Stuxnet: The Worlds First Terrifying Digital Weapon

Stuxnet is a malicious computer worm that was first discovered in June 2010 after it paralyzed Iran's nuclear facilities. And to this day, Stuxnet is still a terrifying obsession for the global Internet.

Stuxnet is often used by hackers to exploit zero-day vulnerabilities in the Windows operating system. But Stuxnet doesn't just take over target computers or steal information from them; the malicious computer worm also escapes the digital world to physically destroy the devices it controls.

How did Stuxnet attack Iran's nuclear facilities?

Stuxnet was first discovered in 2010, when inspectors from the International Atomic Energy Agency (IAEA) discovered that many centrifuges at the Natanz plant (Iran), manufactured by Siemens to enrich uranium to power nuclear reactors, were malfunctioning.

It is worth noting that Iran's nuclear facilities are completely isolated, not connected to the internal network or the Internet.

A security team from Belarus discovered that the reason for the centrifuge malfunctions came from the computers that operated the system, and was behind it was an extremely complex malware. The malware spread through the USB port and quickly infected the programmable logic controllers (PLCs) that controlled the centrifuges, then sabotaged them.

Centrifuges at Iran's nuclear facilities are set to spin at extremely high speeds, creating forces many times greater than gravity to separate elements from uranium.

After Stuxnet entered the system, it closed the escape valves on a random number of centrifuges, allowing gas to enter but not escape, causing the pressure inside the centrifuges to increase, wasting time and gas.

The danger is that Stuxnet infiltrates the system for weeks, and after briefly speeding up the centrifuges it slows them down to standard rates.
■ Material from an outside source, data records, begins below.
PR #8251, opened 2026-05-08
Fix KY family size tax credit at 1.33 boundary

DTrim99:
## Summary

KY's Schedule ITC publishes Family Size Tax Credit thresholds in whole dollars and rounds 0.5-cent fractions **up** to the next whole dollar. PE's `family_size/rate.yaml` encoded the breakpoints as exactly 1.27 and 1.33, leaving a sub-dollar window where MGI lands between the share threshold and KY's published cutoff — resulting in PE returning a 0% rate instead of 10% (or 20% instead of 30%) at the boundary.

For 2025 family of 4 (FPG = \$32,150):
- KY publishes "10% credit if MGI not over \$42,760"
- \$42,760 / \$32,150 = **1.330016**, not 1.33
- A household with true MGI = \$42,759.88 (e.g. issue [#852](https://github.com/PolicyEngine/policyengine-taxsim/issues/852)) gets share = 1.330012 in PE's float32, which exceeds the 1.33 bracket → 0% (TaxAct: 10%, \$91 credit)

Fix bumps the two affected thresholds to 1.2701 and 1.3301. The other brackets (1.04, 1.08, 1.12, 1.16, 1.20, 1.24, 1.30) land on whole dollars for all KY family sizes and are unchanged.

## Test plan
- [x] Existing 4 KY FSTC rate tests still pass
- [x] 3 new boundary tests (just below cutoff with cents, exactly at \$42,760, clearly above) pass
- [x] End-to-end check on issue 852 inputs: PE now returns FSTC = \$91.04 and KY tax = \$819.36, matching TaxAct (\$91 / \$819)
- [ ] CI green

Reported in PolicyEngine/policyengine-taxsim#852.


PavelMakarchuk (approved):
Approved.

Verified against the statute (KRS 141.066(3)(c)) and the 2025 Schedule ITC form:

- **Statute** uses strict percentage brackets (e.g., "10% if 130% < MGI/FPG ≤ 133%"). By that reading, MGI = $42,759.88, FPG = $32,150 gives ratio 1.33001 → strictly above 133% → 0% bracket.
- **Schedule ITC** publishes whole-dollar cutoffs: family-of-4 10% bracket is "is over $41,795 - is not over $42,760". KY arrives at $42,760 by rounding `1.33 × $32,150 = $42,759.50` up to a whole dollar. So MGI = $42,759.88 ≤ $42,760 → 10%.

The form is therefore strictly more generous than the statute in a sub-dollar window. This PR aligns PE with the form (which is what KY administers and what TaxAct follows). That's the right modeling choice.

Math also verified: thresholds `1.270032` and `1.330032` sit inside the safe interval `(1.27003195, 1.27009585)` and `(1.33003195, 1.33009585)` respectively (computed from the tightest family-of-1 case). Float32 preserves the comparison. Future-proof since `0.5 / FPG_min` shrinks as FPG grows.

One suggestion for a follow-up (not blocking): add a one-line note in the parameter YAML or changelog explicitly calling out the statute-vs-form tension. Something like *"this aligns PE with the Schedule ITC table KY publishes (whole-dollar cutoffs rounded up from `1.33 × FPG`); the strict statute is slightly less generous."* That single sentence converts the "magic number" question into a clear policy decision for future readers.

The failing `codecov/project` check is a coverage threshold — not relevant for a parameter-only change.

PR #8255, opened 2026-05-11
Model Medicare enrollment as eligible take-up

MaxGhenis:
## Summary
- Model `medicare_enrolled` as an eligibility-gated take-up variable, matching the Medicaid enrollment pattern.
- Add `takes_up_medicare_if_eligible`, defaulting to true for eligible people.
- Update Medicare cost, Part D surcharge, and ACA coverage-conflict fixtures to use take-up rather than directly forcing `medicare_enrolled`.

## Root Cause
Previously, `medicare_enrolled` had `defined_for = "is_medicare_eligible"` and `default_value = True`. When a dataset omitted `medicare_enrolled`, PolicyEngine could treat enrollment as a direct default input instead of a calculated eligibility-and-take-up result, which made downstream datasets vulnerable to overcounting enrollment.

## Validation
- `git diff --check`
- `uv run python -m py_compile policyengine_us/variables/gov/hhs/medicare/takes_up_medicare_if_eligible.py`
- `uv run python -m policyengine_core.scripts.policyengine_command test policyengine_us/tests/policy/baseline/gov/hhs/medicare policyengine_us/tests/policy/baseline/gov/aca/eligibility -c policyengine_us` (`171 passed, 1 warning`)

### DIFF
--- a/changelog.d/8255.fixed.md
+++ b/changelog.d/8255.fixed.md
@@ -1,0 +1,1 @@
+Fix Medicare enrollment defaults by modeling enrollment as eligibility-gated take-up.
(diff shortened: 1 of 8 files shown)


daphnehanse11 (approved):
codex and i say looks good!

PR #865, opened 2022-06-02
Massachusetts State income tax

nikhilwoodruff:
Fixes #845

PR #8284, opened 2026-05-13
Fix NJ property tax deduction at filing threshold (strict > should be >=)

### LINKED ISSUE #8278: NJ property tax deduction off-by-one at filing threshold (strict > should be >=)
## Summary

`nj_property_tax_deduction_eligible.py` line 16 uses strict `>` to gate the NJ property tax deduction on the NJ filing threshold. A joint filer with NJ AGI exactly equal to the filing threshold (\$20,000) is marked ineligible even though they file an NJ-1040 and qualify for the deduction.

## Affected file

[`policyengine_us/variables/gov/states/nj/tax/income/property_tax/nj_property_tax_deduction_eligible.py`](https://github.com/PolicyEngine/policyengine-us/blob/3225f95deb462b7e7fb9db4e827205ca21efc70d/policyengine_us/variables/gov/states/nj/tax/income/property_tax/nj_property_tax_deduction_eligible.py#L11-L21)

```python
    p = parameters(period).gov.states.nj.tax.income
    filing_status = tax_unit("filing_status", period)
    nj_agi = tax_unit("nj_agi", period)
    income_eligible = nj_agi > p.filing_threshold[filing_status]  # <-- here
    ...
```

## Concrete case (NJ joint, TY 2025)

Inputs: joint, both age 40, 2 dependents, spouse wages \$20,000, gross SS \$24,925, \$30,000 property tax, \$20,000 mortgage interest.

NJ AGI = \$20,000 (NJ excludes SS entirely; spouse wages are the only NJ-taxable income). Joint filing threshold = \$20,000.

| Variable | PE | Expected |
|---|---|---|
| `nj_property_tax_deduction_eligible` | False | True |
| `nj_property_tax_deduction` | \$0 | \$15,000 (capped) |
| `nj_taxable_income` | \$15,000 | \$0 |
| `nj_income_tax` (final, before refundable credits) | \$210 | \$0 |

## Suggested fix

Change line 16 to `>=` (or drop the threshold check entirely, since `nj_property_tax_deduction_eligible` is already gated on positive property-tax/rent payments — anyone with no income won't be in PE's NJ flow).

## Reference

Reported in PolicyEngine/policyengine-taxsim#865. Per the [2024 NJ-1040 instructions, page 25](https://www.state.nj.us/treasury/taxation/pdf/current/1040i.pdf), the deduction is available to any homeowner/tenant who files NJ-1040 — there's no separate income threshold for the deduction itself.

DTrim99:
## Summary

Strict `>` in `nj_property_tax_deduction_eligible` excluded households with NJ AGI exactly equal to the joint filing threshold (\$20,000) from the property tax deduction. The deduction is available to any taxpayer who files NJ-1040 (per the 2024 NJ-1040 instructions, page 25); the filing threshold is "must file if income exceeds threshold", and at exactly the threshold a household may still file voluntarily and qualify for the deduction.

Closes #8278. Reported in PolicyEngine/policyengine-taxsim#865.

## Changes

- `policyengine_us/variables/gov/states/nj/tax/income/property_tax/nj_property_tax_deduction_eligible.py` — change `>` to `>=` on the income eligibility check
- `policyengine_us/tests/.../nj_property_tax_deduction_eligible.yaml` — add 2 new boundary tests at exactly \$20,000 (joint) and \$10,000 (single)
- `changelog.d/fix-nj-property-tax-deduction-threshold.fixed.md` — changelog fragment

## Test plan
- [x] All 14 NJ property-tax-deduction tests pass (4 existing + 6 in deduction folder + 2 new boundary)
- [x] End-to-end verification: TAXSIM input `96640,2025,31,2,40,40,2,0,20000,...` now produces correct NJ property tax deduction = \$15,000 (capped) instead of \$0
- [ ] CI green

### DIFF
--- a/changelog.d/fix-nj-property-tax-deduction-threshold.fixed.md
+++ b/changelog.d/fix-nj-property-tax-deduction-threshold.fixed.md
@@ -1,0 +1,1 @@
+Fix New Jersey property tax deduction eligibility off-by-one at the filing threshold: change strict `>` to `>=` so households with NJ AGI exactly equal to the filing threshold qualify.
--- a/policyengine_us/tests/policy/baseline/gov/states/nj/tax/income/deductions/property_tax/nj_property_tax_deduction_eligible.yaml
+++ b/policyengine_us/tests/policy/baseline/gov/states/nj/tax/income/deductions/property_tax/nj_property_tax_deduction_eligible.yaml
@@ -45,3 +45,27 @@
     state_code: NJ
   output:
     nj_property_tax_deduction_eligible: true
+
+- name: 5 Income at exactly the joint filing threshold is eligible (boundary).
+  period: 2025
+  absolute_error_margin: 0
+  input:
+    filing_status: JOINT
+    nj_agi: 20_000
+    real_estate_taxes: 30_000
+    rents: false
+    state_code: NJ
+  output:
+    nj_property_tax_deduction_eligible: true
+
+- name: 6 Income at exactly the single filing threshold is eligible (boundary).
+  period: 2025
+  absolute_error_margin: 0
+  input:
+    filing_status: SINGLE
+    nj_agi: 10_000
+    real_estate_taxes: 30_000
+    rents: false
+    state_code: NJ
+  output:
+    nj_property_tax_deduction_eligible: true
--- a/policyengine_us/variables/gov/states/nj/tax/income/property_tax/nj_property_tax_deduction_eligible.py
+++ b/policyengine_us/variables/gov/states/nj/tax/income/property_tax/nj_property_tax_deduction_eligible.py
@@ -13,7 +13,7 @@ class nj_property_tax_deduction_eligible(Variable):
 
         filing_status = tax_unit("filing_status", period)
         nj_agi = tax_unit("nj_agi", period)
-        income_eligible = nj_agi > p.filing_threshold[filing_status]
+        income_eligible = nj_agi >= p.filing_threshold[filing_status]
 
         pays_ptax = add(tax_unit, period, ["real_estate_taxes"]) > 0
         pays_rent = tax_unit("rents", period)


PavelMakarchuk:
After digging into the official 2025 NJ-1040 instructions and the underlying statute, I think this change is going in the wrong direction. Three layers of evidence, all pointing the same way.

## Page 27 is the dispositive citation

The PR cites NJ-1040 page 25 (medical expenses), but the **actual eligibility list** for the Property Tax Deduction is on page 27. Bullet 5 reads:

> *"Your income on line 29 is **more than the filing threshold amount** for your filing status (see page 3). If you (and/or your spouse if filing jointly) were 65 or older or blind or disabled on the last day of the tax year and you were not required to file a return, see 'Seniors or Blind/Disabled Persons Not Required to File Form NJ-1040' below."*

This is unambiguous: deduction eligibility *itself* requires income **more than** the threshold — strict `>`, same wording as the filing-mandate rule. A household at exactly $20K joint **does not qualify for the property tax deduction** under NJ-1040.

The pre-PR code (`nj_agi > filing_threshold`) is exactly right. The PR flips it to `>=`, which makes the model contradict the form's eligibility wording.

## Filing-requirement wording (page 5) reinforces this

> *"You are required to file a return if... gross income was **more than** the filing threshold: $10,000 / $20,000."*

"More than $X" is strict `>` — a household at exactly $20,000 joint is not required to file.

## Statute (NJSA 54A:3A-17) has no income floor and a high-income ceiling

The [statute](https://law.justia.com/codes/new-jersey/title-54a/section-54a-3a-17/) has an income *ceiling* (deduction capped at $5K above $150K AGI; eliminated above $250K for non-senior/non-disabled filers) — not a floor. The form's "more than the filing threshold" eligibility test sits *on top of* the statutory rules.

## The PR's rationale doesn't generalize

The PR says "at exactly the threshold a household may still file voluntarily and qualify for the deduction." That argument applies equally at $19,999, $15,000, or $5,000 — voluntary filing for refunds/credits is a thing at any income. The current change flips a single income point, leaving everyone $1 below the threshold ineligible despite identical reasoning. Either it should be a broader rewrite, or the boundary should stay where the form says.

## Cause of the apparent ambiguity

`filing_threshold.yaml` description currently says *"requires filing income taxes if income is this amount or higher"* — that's actually **wrong** vs the official "more than" wording. The PR matches the (incorrect) parameter description rather than the (correct) statute and form. Worth fixing the description in a separate change.

## Recommendation

Close without merging and instead:

1. Fix `filing_threshold.yaml` description to match the official "more than" wording (small PR).
2. Take a closer look at the TAXSIM #865 reproducer — if TaxAct is producing the deduction at exactly $20K joint, that's actually a TaxAct vs. NJ-form discrepancy rather than a PE bug, since the form says "more than the filing threshold". Worth surfacing on the taxsim ticket.

## Two unrelated but real gaps I noticed while reviewing

These are out of scope for this PR but worth tracking:

1. **Missing senior/blind/disabled exception**: Per page 27, if 65+/blind/disabled and income at or below the filing threshold, the taxpayer can still claim via Form NJ-1040-HW. Not modeled.
2. **Missing high-income cap**: NJSA 54A:3A-17 reduces the deduction to $5,000 above $150K AGI and eliminates it above $250K (for non-senior/non-disabled filers). Currently appears to allow the full $15K cap regardless of income.

Both are bigger drivers of TAXSIM divergence than the boundary case here.

PavelMakarchuk (changes requested):
not sure if this is the right fix

DTrim99:
Thanks for the thorough review — you're right on all counts. I cited NJ-1040 page 25 in the PR body, but that's the Medical Expenses Deduction section; the actual Property Tax Deduction eligibility list is on **page 27** and uses "more than the filing threshold" wording. Strict `>` is correct.

I matched the existing `filing_threshold.yaml` description ("this amount or higher") rather than the form/statute — a mistake on my part. Closing this PR.

The two gaps you flagged are the more material divergences: senior/blind/disabled exception via NJ-1040-HW, and the high-income cap from NJSA 54A:3A-17 ($5K above $150K, eliminated above $250K for non-senior filers). Happy to scope each as a separate, focused PR. I'll also open a small PR fixing the `filing_threshold.yaml` description to match the official "more than" wording.

PR #8668, opened 2026-06-17
Add Nebraska to CCDF program coverage metadata

PavelMakarchuk:
## Summary

Nebraska's Child Care Subsidy is implemented in the model (`ne_child_care_subsidy`, under `gov/states/ne/dhhs/child_care_subsidy`, with parameters) but was missing from the CCDF entry in `programs.yaml`. As a result it doesn't appear on the model coverage page (`/us/model/rules/coverage`), which is driven by this metadata via `api.policyengine.org/<country>/metadata` → `modelled_policies`.

This adds the NE `state_implementation` and includes NE in the `coverage` list. CCDF now lists **31 jurisdictions**.

```yaml
- state: NE
  status: complete
  name: Nebraska CCS
  full_name: Nebraska Child Care Subsidy
  variable: ne_child_care_subsidy
  parameter_prefix: gov.states.ne.dhhs.child_care_subsidy
```

## Status note for reviewer

I marked NE `complete` because it produces an end-to-end subsidy amount plus eligibility variables. If the maintainers consider the Nebraska model still partial (e.g. missing copay/payment-rate detail comparable to other `complete` states), change `status` to `in_progress` or `partial`.

## Context

This is the data-side fix for the stale CCDF coverage shown on the model page. Note the live page is also lagging because the deployed API runs `policyengine-us` 1.715.2 while `main` is at 1.730.1 — the other recently-added CCDF states (AL, FL, HI, IA, ID, IN, KS, KY) are already correct in `main` and will appear once the API is redeployed on a newer release.

## Verification
- `programs.yaml` parses; CCDF now has 31 state implementations and 31 coverage entries.
- `ne_child_care_subsidy` variable and `gov/states/ne/dhhs/child_care_subsidy` parameter directory confirmed present on `main`.
- No tests reference `programs.yaml` structure; change is metadata-only.

### DIFF
--- a/changelog.d/add-ne-ccdf-coverage.changed.md
+++ b/changelog.d/add-ne-ccdf-coverage.changed.md
@@ -1,0 +1,1 @@
+Consolidated Nebraska Child Care Subsidy under the CCDF program coverage metadata, removing the duplicate standalone program entry.
--- a/policyengine_us/programs.yaml
+++ b/policyengine_us/programs.yaml
@@ -460,7 +460,7 @@ programs:
     category: Benefits
     agency: HHS
     status: partial
-    coverage: AK, AR, AL, AZ, CA, CO, CT, DE, DC, FL, GA, HI, IA, ID, IL, IN, KS, KY, LA, MA, MD, ME, MI, MN, MO, MS, NC, NH, NJ, PA, RI, SC, TX, VA, VT, WA, WV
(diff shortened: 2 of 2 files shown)


MaxGhenis (approved):
Verified the consolidation matches the CONTRIBUTING.md convention (state implementations under the parent federal entry), the coverage and state_implementations lists agree as exact 38-state sets with no stub entries, and nothing else references the removed ne_childcare id. Checked clean against both past programs.yaml corruption signatures. CI green.

PR #8691, opened 2026-06-19
Add dedicated South Carolina dependent exemption parameter

DTrim99:
## What this does

South Carolina's dependent exemption (§12-6-1140(13)) had **no parameter of its own** — both `sc_dependent_exemption` and `sc_young_child_deduction` read the young-child deduction's amount. This adds proper, **separate parameters** for the two distinct statutory provisions, each in its own folder:

- `gov.states.sc.tax.income.deductions.dependent_exemption.amount` — §12-6-1140(13), a deduction for **every** dependent (read by `sc_dependent_exemption`).
- `gov.states.sc.tax.income.deductions.young_child.amount` — §12-6-1160, the **additional** deduction for dependents under 6 (read by `sc_young_child_deduction`).

§12-6-1160 sets its amount equal to the §12-6-1140 amount, so both parameters carry identical values — but keeping them separate lets each be modelled/adjusted independently (e.g. in the Child Poverty Impact Dashboard).

## No behavior change

Pure restructure — values are identical. A dependent under 6 still correctly receives **both** deductions (~$8,220 combined), which is real SC policy. The existing SC baseline tests pass unchanged:
`sc_young_child_deduction.yaml` (4) + `sc_dependent_exemption.yaml` (2) — **6 passed**.

### DIFF
--- a/changelog.d/sc-dependent-exemption-parameter.added.md
+++ b/changelog.d/sc-dependent-exemption-parameter.added.md
@@ -1,0 +1,1 @@
+Added a dedicated South Carolina dependent exemption parameter (Section 12-6-1140), with the young child deduction (Section 12-6-1160) set equal to it; no change to calculated values.
--- a/policyengine_us/parameters/gov/states/sc/tax/income/deductions/dependent_exemption/amount.yaml
+++ b/policyengine_us/parameters/gov/states/sc/tax/income/deductions/dependent_exemption/amount.yaml
@@ -1,4 +1,4 @@
-description: South Carolina provides a young child deduction of this amount.
+description: South Carolina provides a dependent exemption of this amount per dependent. The young child deduction (Section 12-6-1160) is set equal to this amount.
 values:
   2019-01-01: 4_100 # Value in the legal code, last updated in 2019.
   2021-01-01: 4_300
@@ -14,15 +14,18 @@ metadata:
   rounding:
     type: downwards
     interval: 10
-  label: South Carolina young child deduction amount
+  label: South Carolina dependent exemption amount
   reference:
+    # 12-6-1140(13) defines the dependent exemption amount; 12-6-1160 sets the
+    # young child deduction equal to it.
+    - title: SC Legal Code | SECTION 12-6-1140
+      href: https://www.scstatehouse.gov/code/t12c006.php
+    - title: SC Legal Code | SECTION 12-6-1160
+      href: https://www.scstatehouse.gov/code/t12c006.php
     - title: SC 1040 tax form instructions (2025)
       href: https://dor.sc.gov/sites/dor/files/forms/SC1040Instr_2025.pdf#page=16
     - title: SC 1040 tax form instructions (2021)
       href: https://dor.sc.gov/forms-site/Forms/IITPacket_2021.pdf#page=19
-    # 12-6-1160 defines the program and points to the amount in 1140.
-    - title: SC Legal Code | SECTION 12-6-1160
-      href: https://www.scstatehouse.gov/code/t12c006.php
     - title: SC 1040 tax form (2022)
       href: https://dor.sc.gov/forms-site/Forms/SC1040_2022.pdf#page=2
     - title: SC 1040 tax form instructions (2023)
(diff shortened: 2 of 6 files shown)


PavelMakarchuk (changes requested):
## Program Review — Add dedicated South Carolina dependent exemption parameter

**Scope:** SC income tax parameter restructure (no-op), 2019–2025 · **CI:** ✅ 27/27 passing

Clean, well-justified restructure: it splits the shared parameter so `sc_dependent_exemption` (§12-6-1140(13)) and `sc_young_child_deduction` (§12-6-1160) each read their own dedicated parameter, with identical values and no calculated-value change. The statute is verified (§12-6-1140(13) is a genuine per-dependent exemption; §12-6-1160 sets the young-child deduction equal to it; the two stack), references corroborate every value 2019–2025, and the variable repoint is wired correctly with no dangling references. Requesting changes to add test coverage that locks in the separation this PR enables before merge.

### Requested changes

1. **Add a test that guards the split.** Because both parameters currently carry identical values, the existing `sc_dependent_exemption.yaml` (2 cases, both 2022) would pass even if the variable still read the old `young_child` parameter — so nothing actually pins the repoint. Since the whole point of the split is to let the two diverge (Child Poverty Impact Dashboard), please add a case that exercises the dependent exemption against its own parameter so future drift is caught.

2. **Test the stacking claim.** The PR states a dependent under 6 receives **both** deductions (~$8,220 combined), but no test combines them — each existing test exercises only one provision. Add a single case asserting both the dependent exemption and the young-child deduction fire for an under-6 dependent, to lock in the headline behavior.

3. **Add per-year symmetry (lower priority).** `sc_dependent_exemption` is tested only at 2022 while `young_child` covers 2022 + 2025. Now that the dependent exemption has its own parameter, add a 2025 dependent-exemption case for symmetry.

### Suggestions (non-blocking, pre-existing)
- The SC statute text reads *"four thousand one hundred ten"* ($4,110) for the base, while the 2019 parameter value is `4_100` (carried unchanged into the new file, not introduced here). Worth a one-time confirmation against the earliest SC1040 instructions.
- The 2022 reference points to the SC1040 *form* (p.2) rather than the instructions — confirm the value appears there.

### Validation Summary
| Check | Result |
|-------|--------|
| Regulatory Accuracy | ✅ Statute verified — §12-6-1140(13) per-dependent exemption; §12-6-1160 equal to it; the two stack |
| Reference Quality | ✅ Every value 2019–2025 corroborated; new file complete metadata + references; `young_child` edits reorder (don't weaken) citations |
| Code Patterns | ✅ Variable repointed correctly; no dangling references; values identical; changelog present; folder convention correct |
| Test Coverage | ⚠️ No test exercises the split independently; stacking case untested |
| CI Status | ✅ Passing (27/27) |

To auto-fix: `/fix-pr 8691`

DTrim99:
## Fixes Applied

Addressed the review (no critical issues; CI was green throughout). All changes are test additions — no model/parameter logic changed.

### Should-address
- **Repoint pin** — added a parameter-override test that sets `dependent_exemption.amount` and `young_child.amount` to distinct values and asserts `sc_dependent_exemption` follows the new `dependent_exemption` parameter (yields 18,000 = 2×9,000). Confirmed it would fail against the old `young_child` parameter (would produce 2,000), so the repoint is genuinely pinned.
- **Stacking** — added a test confirming an under-6 dependent receives both the dependent exemption and the young-child deduction independently for the same household.

### Suggestion
- Added a 2025 case for per-year symmetry.

### Out of scope (pre-existing, untouched)
- The $4,110-vs-$4,100 statute value and the 2022 form-vs-instructions reference are pre-existing and not introduced by this PR; left for a separate change.

### Verification
- `sc_dependent_exemption.yaml`: 5/5 pass; SC deductions+exemptions regression: 19/19 pass.
- No expected-value corrections were needed.
- `ruff format` + `ruff check`: clean.

PavelMakarchuk (approved):
Re-reviewed after the latest commit — all three requested test changes are addressed:

- **Case 3 (repoint pin)**: overrides both parameters to distinct values and asserts the variable reads `dependent_exemption` (2 × $9,000 = $18,000), so a future mis-pointing now fails.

This makes its activity difficult to detect.

Additionally, in order to conceal its presence and activity on the system, Stuxnet also sends sensor signals to control industrial processes.

Unlike conventional malware, Stuxnet continued to spread even after it was discovered. That's why researchers call it a "digital weapon."

Why is Stuxnet dangerous?

Cybersecurity companies call Stuxnet a computer worm, which can be much more sophisticated than a typical computer virus.

Unlike viruses, computer worms do not require human interaction to activate, but spread automatically, sometimes very quickly after entering a system.

In addition to deleting data, computer worms can cause other harmful effects such as overloading networks, opening "backdoors", consuming bandwidth, reducing hard drive space and dropping other dangerous malware such as rootkits, spyware and ransomware.

Stuxnet weakened nearly 1,000 Iranian centrifuges in 2010. The worm is considered by experts to be an extremely complex piece of code and would be extremely dangerous if its impact were taken lightly.

The attackers first managed to infect computers belonging to five outside companies, believed to be somehow involved in the nuclear program, with malware that would then spread and transport weapons inside USB sticks into the protected facility and Siemens computers.

At that time, no security system could "scan" for Stuxnet's existence. According to experts, Stuxnet's main method of spreading was USB.

Stuxnet, after attacking Iran's nuclear facilities, was accidentally released to the outside world. Stuxnet was later detected in Germany, France, India and Indonesia.

Stuxnet's modus operandi also paved the way for other dangerous attacks to come. In 2015, German researchers created another computer worm, called PLC Blaster. They used part of Stuxnet's modus operandi, and were able to target the Siemens S7 series PLCs.

A Stuxnet-like scenario could still happen in 2024, says cybersecurity organization Stormshield, as there will always be Zero-Day vulnerabilities that give cybercriminals an offensive advantage.